An Egg that Aged Well
April 26th, 2011”Hey! Anyone know how old this Easter egg is?” my brother hollered in from the kitchen in my grandmother’s small apartment.
We all turned to look at each other…it was February, only days since Grandma passed away, but it meant that any Easter Egg had to be at least nine months old, or maybe longer, we rushed to the kitchen.
There it sat, an egg, dyed green, and sitting in her egg tray in her refrigerator. It had a shrink wrapped scene on it, one of the “Dear God” kid’s scenes popular in the late 1980′s, the one that had the angelic kids saying something witty to one another.
This one seemed very apt, especially for Grandma Rose. Two kids were standing side by side, sweet and innocent, and one said the other, “God loved us so much that he gave us Grandmothers.”
I think that summed up our feelings of Grandma Rose to a tee.

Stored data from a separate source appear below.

PR #315, opened 2026-04-29
Use map-reduce process to run the blastreduce step

### LINKED ISSUE #314: Address duckdb memory issues in blastreduce
The `blastreduce` step crashes on large jobs because duckdb can't process the input files and perform the reduce work in limited amounts of RAM.  Address the duckdb issue through the use of a map-reduce algorithm.

nilsoberg:
- Previously blastreduce logic was contained within one duckdb execution
- Resulted in memory issues
- This change performs blastreduce on each individual parquet (BLAST results) file
- Then merges and sorts all into one single 1.out.parquet file


pipelines/shared/blastreduce/render_reduce_sql_template.py
rbdavid, line 1: Should this be deleted if we are maintaining the `blastreduce_old` process block? This script is still needed for it.

pipelines/shared/templates/reduce-template.sql
rbdavid, line 1: Should this be deleted if we are maintaining the `blastreduce_old` process block? This template is still needed for that.

rbdavid (approved):
I think we should restore the deleted files if only so that `blastreduce_old` process block is still functioning. Otherwise, looks good.

PR #317, opened 2026-04-30
316 remove neighborhood connectivity dependency on gd

### LINKED ISSUE #316: Remove neighborhood connectivity dependency on GD
Remove the dependency on the Perl GD module from the neighborhood connectivity pipeline.  This module is not easy to install in some platforms (e.g. Docker).  This will entail a rewrite of the `make_color_ramp.pl` script.

nilsoberg:
Replaced the `get_connectivity.pl` and `make_color_ramp.pl` scripts with Python equivalents.  This necessitates updating the `pyEFI` library to add a shared color map function.


pipelines/neighborhoodconnectivity/color/make_color_ramp.py
```diff
@@ -0,0 +1,147 @@
...
+import os
+from pyEFI.nb_conn_colormap import get_nb_conn_colormap
+import sys
+
+def is_numeric(val):
+    try:
+        float(val)
+        return True
+    except ValueError:
+        return False
```
rbdavid: Is `val` a string and we want to see if its a string representation of a number? Or do we just want to see if `val` is a float or int already?

rbdavid: I guess this question would be cleared up with function annotations.

pipelines/neighborhoodconnectivity/color/make_color_ramp.py
```diff
@@ -0,0 +1,147 @@
...
+                continue
+
+            parts = line.split('\t')
+            k = parts[0]
+            v = parts[1:]
+
+            # Check for the _META row to get the min max from that row, otherwise compute from data
+            if k == "_META" and len(v) >= 4:
+                min_val = float(v[1] if v[0] == "min" else v[3])
+                max_val = float(v[3] if v[2] == "max" else v[1])
```
rbdavid, line 72: Is this file format documented? This seems like some interesting logic.

pipelines/neighborhoodconnectivity/color/make_color_ramp.py
```diff
@@ -0,0 +1,147 @@
...
+    Parameters
+    ----------
+        args
+            An argparse Namespace that contains the min and max that was obtained either from the
+            input file or command line arguments, and the output file path
+    """
+    # Setup the figure canvas
+    # The Perl script used 1650x150 pixels. 
+    # At 100 DPI, 16.5 x 1.5 inches provides the exact same canvas size.
+    fig, ax = plt.subplots(figsize=(16.5, 1.5), dpi=100)
```
rbdavid: DPI of 100 is somewhat low resolution. I think a minimum dpi of 300 is publication quality. That kinda breaks the simple math though.

pipelines/neighborhoodconnectivity/color/make_color_ramp.py
```diff
@@ -0,0 +1,147 @@
...
+
+    if args.min is None or args.max is None or args.min == float('inf'):
+        print(f"Min/max error {args.min} {args.max}: saving empty image")
+        ax.axis('off')
+        plt.savefig(args.output_file, bbox_inches='tight')
+        return
```
rbdavid: Why would we ever want to do this?

pipelines/neighborhoodconnectivity/color/make_color_ramp.py
```diff
@@ -0,0 +1,147 @@
...
+
+    print(f"Found color min {args.min} and max {args.max}")
+
+    # Set up the colormap and normalization range
+    if args.matplotlib_colormap:
+        # Use matplotlib standard
+        cmap = plt.get_cmap(args.matplotlib_colormap)
```
rbdavid: Should this be wrapped in a `try: except:` block in case args.matplotlib_colormap is incorrectly formatted or the specified map is not accessible? Just fall back to using the `get_nb_conn_colormap()` on exception thrown.

pipelines/neighborhoodconnectivity/connectivity/get_connectivity.py
```diff
@@ -0,0 +1,249 @@
...
+import os
+from pyEFI.nb_conn_colormap import get_nb_conn_colormap
+import re
+import sys
+from typing import Any, Dict, List, Optional, Set, Tuple
+
+try:
+    import cdhit_reader
+except ImportError:
+    print("Warning: 'cdhit-reader' package is not installed. If you are using the --cdhit flag, please install it via 'pip install cdhit-reader'.", file=sys.stderr)
```
rbdavid: Is this check needed anymore if the python environment is built from the `requirements.txt`?

pipelines/neighborhoodconnectivity/connectivity/get_connectivity.py
```diff
@@ -0,0 +1,249 @@
...
+
+    Parameters
+    ----------
+        line
+            Current line in the BLAST file that is being parsed
+        filter_ids
+            Set of cluster IDs in a cd-hit file
+        use_cdhit
+            true to search in the filter_ids set to return only if either query or subject are
+            in the set, false to return always
```
rbdavid: "false to return always" is strange wording...

pipelines/neighborhoodconnectivity/connectivity/get_connectivity.py
```diff
@@ -0,0 +1,249 @@
...
+
+    Returns
+    -------
+        Tuple containing dictionary of degrees, and dictionary of neighbor list
+    """
+
+    filter_ids = set()
+    use_cdhit = False
+
+    if args.cdhit and os.path.isfile(args.cdhit):
```
rbdavid, line 120: If this evaluates to False, then `filter_ids` remains an empty set.

pipelines/neighborhoodconnectivity/connectivity/get_connectivity.py
```diff
@@ -0,0 +1,249 @@
...
+
+    # Graph data structures
+    degree = collections.defaultdict(int)
+    neighbors = collections.defaultdict(list)
+
+    # Determine input type, either a BLAST file or a XGMML file, and create a callback to
+    # handle the parsing line
+    if args.input_blast:
+        in_file = args.input_blast
+        parse_fn = lambda l: parse_blast_line(l, filter_ids, use_cdhit)
```
rbdavid, line 131: Continuing the thought process from the line 125 comment, if `filter_ids` is an empty set, then calling this `parse_fn` will always return `(None, None)`. Is the `args.input_blast` file only intended to be used with a `args.cdhit` file that specifies cluster representatives?

pipelines/neighborhoodconnectivity/connectivity/get_connectivity.py
```diff
@@ -0,0 +1,249 @@
...
+    filter_ids = set()
+    use_cdhit = False
+
+    if args.cdhit and os.path.isfile(args.cdhit):
+        filter_ids = get_cdhit_clusters(args.cdhit)
+        use_cdhit = True
+
+    # Graph data structures
+    degree = collections.defaultdict(int)
+    neighbors = collections.defaultdict(list)
```
rbdavid: "Degree" is referring to degree centrality, which is just the number of neighbors a node in a graph has. So, we really don't even need to track the degree dictionary at all.

pipelines/neighborhoodconnectivity/connectivity/get_connectivity.py
```diff
@@ -0,0 +1,249 @@
...
+            Maximum neighborhood connectivity
+        NC
+            Neighborhood connectivity mapping
+    """
+    NC = {}
+    max_nc = 0
+    min_nc = float('inf')
+
+    # Calculate Neighborhood Connectivity
+    for nid, k in degree.items():
```
rbdavid: To continue along the thought process of only tracking neighbors (since degree is just the len of the neighbor's list). 

This could be:
```python
for node, node_neighbors in neighbors.items():
    node_degree = len(node_neighbors)
    nc_sum = sum([len(neighbors[id]) for id in node_neighbors])
```

pipelines/neighborhoodconnectivity/connectivity/get_connectivity.py
```diff
@@ -0,0 +1,249 @@
...
+        nc_sum = sum(degree[n] for n in neighbors[nid])
+
+        # Perform rounding
+        val = int((nc_sum * 100) / k) / 100.0 if k > 0 else 0.0
```
rbdavid: What is the purpose of the rounding? Are we just trying to keep two decimal places? I'm not sure why we'd want to do that.

pipelines/neighborhoodconnectivity/connectivity/get_connectivity.py
```diff
@@ -0,0 +1,249 @@
...
+        for nid in filter_ids:
+            if nid not in degree:
+                degree[nid] = 0
+                neighbors[nid] = []
+
+    return degree, neighbors
+
+def compute_connectivity(degree: Dict[str, int], neighbors: Dict[str, List[str]]) -> Tuple[float, float, Dict[str, Any]]:
+    """
+    Compute neighborhood connectivity and assign colors, and save a table with connectivity and colors.
```
rbdavid: This function does not do this description. No handling of colors is done here.

pipelines/neighborhoodconnectivity/connectivity/get_connectivity.py
```diff
@@ -0,0 +1,249 @@
...
+
+    # Write output map
+    with open(args.output_map, 'w') as f:
+        # Save a header line containing min and max
+        if args.include_meta:
+            f.write(f"_META\tmin\t{min_nc}\tmax\t{max_nc}\n")
+
+        f.write("ID\tNC\tCOLOR\n")
+        for nid in sorted(NC.keys()):
+            f.write(f"{nid}\t{NC[nid]['nc']}\t{NC[nid]['color']}\n")
```
rbdavid: To continue the thought of rounding the `nc` values. Depending on the difference in min and max values for `nc`, decimal places beyond two points may be important to differentiate nodes. Instead of rounding the `nc` value before a color is computed for it, we can round the value here in the f-string handling. 
```
f.write(f"{nid}\t{NC[nid]['nc']:.2f}\t{NC[nid]['color']}\n")
```
where the `:.2f` tells the f-string to print the value as a float with two decimals.

This avoids prematurely rounding potentially important values while keeping the printed values "clean". Idk, just a suggestion.

rbdavid (approved):

pipelines/neighborhoodconnectivity/color/make_color_ramp.py
nilsoberg: It's been "the way" for a while now and it's not documented.  I'm sure there are better ways of doing it and I would like to fix it.  However, in the interest of addressing the numerous other issues I think it's best to leave it the way it is.

pipelines/neighborhoodconnectivity/color/make_color_ramp.py
nilsoberg: Yes

pipelines/neighborhoodconnectivity/connectivity/get_connectivity.py
nilsoberg: No, hold over from testing when Docker wasn't updated

pipelines/neighborhoodconnectivity/connectivity/get_connectivity.py
nilsoberg: Clarified

pipelines/neighborhoodconnectivity/connectivity/get_connectivity.py
nilsoberg: That is acceptable because of the condition `if not use_cdhit` in `parse_blast_line`.

pipelines/neighborhoodconnectivity/connectivity/get_connectivity.py
nilsoberg: If `use_cdhit` is False in `parse_blast_line`, then `filter_ids` is never checked and all IDs are returned, so that condition is acceptable.

pipelines/neighborhoodconnectivity/connectivity/get_connectivity.py
nilsoberg: Correct

pipelines/neighborhoodconnectivity/connectivity/get_connectivity.py
nilsoberg: John's request.

pipelines/neighborhoodconnectivity/connectivity/get_connectivity.py
nilsoberg: Yes

pipelines/neighborhoodconnectivity/color/make_color_ramp.py
nilsoberg: Moved this into the function body since it's only used once.

pipelines/neighborhoodconnectivity/color/make_color_ramp.py
nilsoberg: To avoid crashing the Nextflow pipeline.  It could be argued that if there is no data that the pipeline should crash so I have changed this to a non-zero exit code.

pipelines/neighborhoodconnectivity/color/make_color_ramp.py
nilsoberg: I changed this to 300 but that results in an image size of ~4500 pixels in width.

rbdavid: Yeah, we'd have to do the math to determine the correct size (in inches). To keep the perl code's pixel count: 

```
width = 1650 / 300
height= 150 / 300

fig, ax = plt.subplots(figsize=(width, height), dpi = 300)
```

pipelines/neighborhoodconnectivity/color/make_color_ramp.py
rbdavid: Or can the absence of data be detected by the previous process block? Just a question. I think the non-zero exit code is a good idea.

pipelines/neighborhoodconnectivity/connectivity/get_connectivity.py
rbdavid: I must have skimmed over that line. :+1:

pipelines/neighborhoodconnectivity/color/make_color_ramp.py
```diff
@@ -105,24 +100,23 @@ def plot_color_ramp(args: argparse.Namespace):
             input file or command line arguments, and the output file path
     """
     # Setup the figure canvas
-    # The Perl script used 1650x150 pixels. 
-    # At 100 DPI, 16.5 x 1.5 inches provides the exact same canvas size.
-    fig, ax = plt.subplots(figsize=(16.5, 1.5), dpi=100)
+    fig, ax = plt.subplots(figsize=(16.5, 1.5), dpi=300)
```
rbdavid, line 103: I responded in a comment that a quick calc can scale the figure size (units of inches) to achieve the higher DPI and the same number of pixels as the previous perl script created.

pipelines/neighborhoodconnectivity/connectivity/get_connectivity.py
```diff
@@ -184,15 +173,17 @@ def compute_connectivity(degree: Dict[str, int], neighbors: Dict[str, List[str]]
     min_nc = float('inf')
 
     # Calculate Neighborhood Connectivity
-    for nid, k in degree.items():
-        nc_sum = sum(degree[n] for n in neighbors[nid])
+    for nid, nb_list in neighbors.items():
+        k = len(nb_list)
+        nc_sum = sum(len(neighbors[n]) for n in nb_list)
```
rbdavid, line 178: We talked about this already, so I'm just leaving a note here to potentially come back to later. Since `nid` node is in the neighbor list for each node in `nb_list` are are effectively over-counting the `nc_sum` value. This may or may not be in accord with the publication that reported the neighborhood connectivity analysis. Something to look into.

rbdavid (approved):
We've already talked about these two comments, so everything looks great!

PR #323, opened 2026-05-07
319 optimize xgmml generation code

### LINKED ISSUE #319: Optimize XGMML generation code
All processes that write XGMML files are exceedingly slow on the HPC system.  Ensure that the performance is comparable to or better than the legacy code.

nilsoberg:
Three separate issues were addressed:

* When writing SSNs with high alignment scores, no edges were produced.  Due to a logic bug, this created an infinite loop.  This was fixed by checking for end of file from within the while loop in question.
* GNDs with large numbers of sequences were not able to be written by the tool due to a missing parameter.  Smaller datasets were processed successfully because the code in question was used to optimize writing of large datasets.
* Writing large SSNs caused jobs to crash because of excessive memory usage.  This was caused by loading all edges into memory from the blast results file (`2.out`) and then passing it to the EFI::SSN::XgmmlWriter class as a data structure.  This problem is solved by passing a "generator" to the EFI::SSN::XgmmlWriter class that read lines one at a time from the file, avoiding loading the entire file into memory.

### DIFF
--- a/conf/default_params.config
+++ b/conf/default_params.config
@@ -24,6 +24,7 @@ params {
     threshold_metric = "alignment_score"
     min_length = 0
     max_length = 65000
+    max_ssn_edges = 200000000
 
     // GNT/GND parameters
     nb_size = 20
--- a/lib/EFI/GNT/GND/Util.pm
+++ b/lib/EFI/GNT/GND/Util.pm
@@ -13,7 +13,7 @@ use EFI::Util::Colors;
 
 sub new {
     my $class = shift;
-    my %args;
+    my %args = @_;
 
     my $self = {};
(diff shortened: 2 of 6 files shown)


rbdavid (approved):
Have we set a reasonable default value for the max_edges parameter, considering John's size of jobs.

nilsoberg:
> Have we set a reasonable default value for the max_edges parameter, considering John's size of jobs.

I 1) updated the default in the perl script to `200000000`, and 2) added a parameter in the `default_params.config` file (`max_ssn_edges`) to control that value.  In the future the job manager and front end could be adapted to make this an "administrator" or "dev site" setting.  For now, that's not necessary.

PR #324, opened 2026-05-08
Apply fraction filter to proper sequences

### LINKED ISSUE #156: Keep SwissProt sequences when applying fraction filter
When applying the fraction filter to retain only a portion of the sequences, ensure that any sequences with SwissProt annotations are retained.

### LINKED ISSUE #166: Apply the fraction filter to families only
Once merged, PR #151 implements the fraction filter. If set, this filter is applied to all sequences input to the workflow, not just those PFAM/InterPro family/clan IDs input via the Families path (branch B) or "Protein Family Addition Options". The latter is the intended usage. 
- [ ] Develop the `EFI::Import::Filter::Fraction` module to check the "source" sequence metadata/attribute for "FAMILY" (or equivalent), loop over each unique family/clan ID, and apply the fraction filter on that subset of sequences.

### LINKED ISSUE #320: Family addition fraction option doesn't work correctly
For Option A (and possibly others), when adding a family and selecting a fraction, the wrong fraction is used.

nilsoberg:
- Only sequences coming from a family are filtered.  This means that Accession, BLAST, FASTA sequences are not filtered out when applying the fraction filter.
- Do not filter out SwissProt sequences when applying fraction filter.

Closes #156, closes #166, closes #320


nilsoberg:
Also deleted `EST::Metadata` module; hasn't been used in over a year.

rbdavid (approved):

PR #326, opened 2026-05-14
178 add sequences to ssn nodes for fasta input files

### LINKED ISSUE #178: Add sequences to SSN nodes for FASTA input files
Add the FASTA sequence to the SSN node for the unknown sequence ID types for FASTA input file job types.

nilsoberg:
This PR contains the following changes:

* Insert FASTA sequences for Option C into SSN
* Insert BLAST input sequence into SSN
* Improve naming of unknown sequences (prefix with `ZZ` instead of single `Z` -- avoid clashes with UniProt database)
* Lengthen unknown sequences from 6 to 10 to allow more sequences
* Rename BLAST input sequence from `ZINPUTSEQ` to `ZZINPUTSEQ` for consistency with unknown sequences
* Fix uninitialized value bug in writing sequence metadata (`EFI::Sequence::Collection`)


rbdavid (approved):
Do we have test module(s) that check for correct behavior for these updates? Especially for the unknown sequence as input in the Fasta or Blast input modes. A quick glance at the testing data set, doesn't seem like we have any input files with unknown or no header information.

nilsoberg:
In the most recent commits, I refactored the shared `get_source_ids` process into a workflow.  I moved the logic that was contained in the process into a subworkflow (`GET_SOURCE_IDS`).  This change allows us to create an input file channel from the `params.input_file` rather than embedding it as a variable in the individual process blocks.  We can now leverage Nextflow's staging capability to use any file as the input rather than restricting it to certain path subset.  This is vital for Docker.

rbdavid (approved):
I think this all looks right. Good addition for the test module!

The egg was the scary thing. All of us had seen movies like Charlotte’s Web, that showed the dangers of what an old, rotten egg could do. We had seen the impact of rotten eggs in Mom’s kitchen. This one…well, this one was there for a very long time…
“I don’t remember you kids doing that to eggs last year?” Dad said with a slightly confused look.
“It wasn’t last year Dad.” I replied. I remembered that egg. I dyed it. I loved the color green. I remembered when Mom and I conspired to create this very egg. I had picked the color for the egg, Mom had picked out the transparency – the outside film with the scene on it that depicted those two kids extolling the virtues of grandparents.
“I think this is about ten years old.” I said, with some wonder in my voice.
“No!” Dad said mockingly, “She must have gotten it from someone else. She wouldn’t have kept an egg for ten years!”
“Maybe she liked it.” I said matter of factly.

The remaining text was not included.